■ **YOUR OBJECTIVE**
Using the records below, copy out exactly the line that contains "This change only" and every line that follows it, up to and including the last, and no others.

■ **Collected data entries**
PR #1329, opened 2023-09-12
return model id in registering remote model

Zhangxunmt:
### Description
This change only applies to registering remote models. Registering a remote model doesn't need Asynchronize, it should return model_id right away in the response. 

**Before this change:**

■ **EXERCISE ANSWER**
This change only applies to registering remote models. Registering a remote model doesn't need Asynchronize, it should return model_id right away in the response. 

**Before this change:**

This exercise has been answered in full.